Biomineral Research: Applying Mineral Science and Technology to Bio-Clinical Problems.
The Aim: we seek to understand how nanostructured minerals, of either endogenous or exogenous origin, contribute to normal health or pathology, and thus how engineered mineral structures can be exploited for therapeutic or diagnostic benefit. Diseases of interest are (i) cancer and (ii) autoimmune/inflammatory disorders, especially Crohn’s disease. Key techniques are quantitative cell imaging, ICP analysis and particle sizing.
Endogenous Intestinal Nanoparticles. Regarding gastrointestinal processing, we are investigating how soluble antigen and bacterial fragments (e.g. TLR and NLR ligands) of the intestinal lumen form conjugates with endogenously secreted calcium and phosphate ions which then, as nanoparticulate constructs, are shuttled to intestinal immune cells (1). Of particular interest is what benefit this apparently commonplace constitutive process affords the host and how or why it might fail in Crohn’s disease (2).
Nanomineral lessons from Nature. More broadly, our research has shown that endogenous nanomineral forms have some distinct advantages over their soluble counterparts, ranging from reduced toxicity (such as the redox activity of iron) to unique cell uptake and signalling effects. We synthesise ‘bio-inspired’ analogues which, for example, has given rise to affordable but safer and better tolerated forms of oral iron than are currently commonly prescribed (3,4).
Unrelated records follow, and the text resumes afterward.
PR #13405, opened 2022-06-30
Add keyboard navigation to hyperlinks

carlos-zamora:
## Summary of the Pull Request
Adds support to navigate to clickable hyperlinks using only the keyboard. When in mark mode, the user can press [shift+]tab to go the previous/next hyperlink in the text buffer. Once a hyperlink is selected, the user can press <kbd>Ctrl+Enter</kbd> to open the hyperlink.

## References
#4993 

## PR Checklist
* [x] Closes #6649
* [x] Documentation updated at https://github.com/MicrosoftDocs/terminal/pull/558

## Detailed Description of the Pull Request / Additional comments
- Main change
   - The `OpenHyperlink` event needs to be piped down to `ControlCore` now so that we can open a hyperlink at that layer.
   - `SelectHyperlink(dir)` searches the buffer in a given direction and finds the first hyperlink, then selects it.
   - "finding the hyperlink" is the tough part because the pattern tree takes in buffer coordinates, searches through the buffer in that given space, then stores everything relative to the defined space. Normally, the given buffer coordinates would align with the viewport's start and end. However, we're now trying to search outside of the viewport (sometimes), so we need to manage two coordinate systems at the same time.
   - `convertToSearchArea()` lambda was used to convert a given coordinate into the search area coordinate system. So if the search area is the visible viewport, we spit out a viewport position. If the search area is the _next_ viewport, we spit out a position relative to that.
   - `extractResultFromList()` lambda takes the list of patterns from the pattern tree and spits out the hyperlink we want. If we're searching forwards, we get the next one. Otherwise, we get the previous one. We explicitly ignore the one we're already on. If we don't find any, we return `nullopt`.
   - Now that we have all these cool tools, we use them to progressively search through the buffer to find the next/previous hyperlink. Start by searching the visible viewport _after_ (or _before_) the current selection. If we can't find anything, go to the next "page" (viewport scrolled up/down). Repeat this process until something comes up.
   - If we can't find anything, nothing happens. We don't wrap around.
- Other relevant changes
   - the `copy` action is no longer bound to `Enter`. Instead, we manually handle it in `ControlCore.cpp`. This also lets us handle <kbd>Shift+Enter</kbd> appropriately without having to take another key binding.
   - `_ScrollToPoint` was added. It's a simple function that just scrolls the viewport such that the provided buffer position is in view. This was used to de-duplicate code.
[...]

PR #7251, opened 2020-08-11
OSC 8 support for conhost and terminal

PankajBhojwani:
## Summary of the Pull Request
Conhost can now support OSC8 sequences (as specified [here](https://gist.github.com/egmontkob/eb114294efbcd5adb1944c9f3cb5feda)). Terminal also supports those sequences and additionally hyperlinks can be opened by Ctrl+LeftClicking on them. 

 
## References
#204 

## PR Checklist
* [X] Closes #204 
* [ ] CLA signed. If not, go over [here](https://cla.opensource.microsoft.com/microsoft/Terminal) and sign the CLA
* [ ] Tests added/passed
* [ ] Documentation updated. If checked, please file a pull request on [our docs repo](https://github.com/MicrosoftDocs/terminal) and link it here: #xxx
* [ ] Schema updated.
* [ ] I've discussed this with core contributors already. If not checked, I'm ready to accept this work might be rejected in favor of a different grand plan. Issue number where discussion took place: #xxx

## Detailed Description of the Pull Request / Additional comments
Added support to:

- parse OSC8 sequences and extract URIs from them (conhost and terminal)
- add hyperlink uri data to textbuffer/screeninformation, associated with a hyperlink id (conhost and terminal)
- attach hyperlink ids to text to allow for uri extraction from the textbuffer/screeninformation (conhost and terminal)
- process ctrl+leftclick to open a hyperlink in the clicked region if present

## Validation Steps Performed
Open up a PowerShell tab and type
```PowerShell
${ESC}=[char]27
Write-Host "${ESC}]8;;https://github.com/microsoft/terminal${ESC}\This is a link!${ESC}]8;;${ESC}\"
```
Ctrl+LeftClick on the link correctly brings you to the terminal page on github

hyperlink

PR #18347, opened 2024-12-21
Add support for tabbing to embedded hyperlinks

### LINKED ISSUE #15194: Move to OSC 8 hyperlinks with keyboard in mark mode

Currently you can cycle through URLs in the scrollback buffer with tab and shift+tab in mark mode. It would be nice if this also worked with OSC 8 hyperlinks.

Right now this:
```bash
printf '\e]8;;http://example.com\e\\This is a link\e]8;;\e\\\nhttp://example.com\n'
```
only lets you shift+tab back to the plain text link, not the OSC 8 one, which you would have to navigate to using the arrow keys.

### LINKED ISSUE #18310: Be able to support clicking on embedded links in the mark mode

Currently from https://github.com/microsoft/terminal/pull/13405 support for keyboard use of hyperlinks is supported but does not work for embedded links. For example, when a link is embedded and or does not have the `https://` prefix it does not work. Here is a screenshot of scenario where the embedded links are not accessible via keyboard. Image

Make embedded links and links that do not have the https:// in the prefix available to be accessed by the mark mode.

carlos-zamora:
There's already logic to tab to a hyperlink when we're in mark mode. We do this by looking at the automatically detected hyperlinks and finding the next one of interest. This adds an extra step afterwards to find any embedded hyperlinks and tab to them too.

Since embedded hyperlinks are stored as text attributes, we need to iterate through the buffer to find the hyperlink and it's buffer boundaries. This PR tries to reduce the workload of that by first finding the automatically detected hyperlinks (since that's a fairly quick process), then using the reduced search area to find the embedded hyperlink (if one exists).

## Validation Steps Performed
In PowerShell, add an embedded hyperlink as such:
```powershell
${ESC}=[char]27
Write-Host "${ESC}]8;;https://github.com/microsoft/terminal${ESC}\This is a link!${ESC}]8;;${ESC}\"
```
Enter mark mode (ctrl+shift+m) then shift+tab to it.
✅ The "This is a link!" is selected
✅ Verified that this works when searching forwards and backwards

Closes #18310
Closes #15194 
Follow-up from #13405
OSC 8 support added in #7251

### DIFF
--- a/src/cascadia/TerminalCore/TerminalSelection.cpp
+++ b/src/cascadia/TerminalCore/TerminalSelection.cpp
@@ -437,7 +437,8 @@ void Terminal::SelectHyperlink(const SearchDirection dir)
     }
 
     // 0. Useful tools/vars
-    const auto bufferSize = _activeBuffer().GetSize();
+    const auto& buffer = _activeBuffer();
+    const auto bufferSize = buffer.GetSize();
     const auto viewportHeight = _GetMutableViewport().Height();
 
     // The patterns are stored relative to the "search area". Initially, this search area will be the viewport,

Engineered Nanominerals for Therapeutic Benefit. The main thrust of our current and future work is to use nanomineral technologies to help address strategic priorities in the bio-clinical arena. For example, nanominerals can be engineered to skew immune signalling for therapeutic benefit, which then dissolve to benign or beneficial soluble minerals thereby limiting downstream bystander effects. Silicate clusters are one focus: having observed their endogenous formation in lower animals (5) we are now working on engineered synthetic analogues and their immune cell-modifying properties. These dissolve to form orthosilicic acid which is well controlled homeostatically through renal excretion (6). A second focus is on synthetic mimetics of endogenous intestinal nanoparticles and the delivery of bio-active cargo to discrete immune-inductive sites of the gut. Again, following delivery, these dissolve and join the common soluble ion pool for this pathway.
Quantitative Cell Imaging. Inspired by the need to map mineral particles at the single-cell level in situ we are working on novel processes for quantitative cell imaging by flow techniques in whole blood (7) as well as in tissue sections. These have broader applications than particle tracking, especially as a new diagnostic technique with histology and immunohistochemistry. Dr John Wills has been awarded a Herchel Smith Fellowship to join the group from Oct 2017 and to work on the application of such techniques to better our understanding of Crohn's disease.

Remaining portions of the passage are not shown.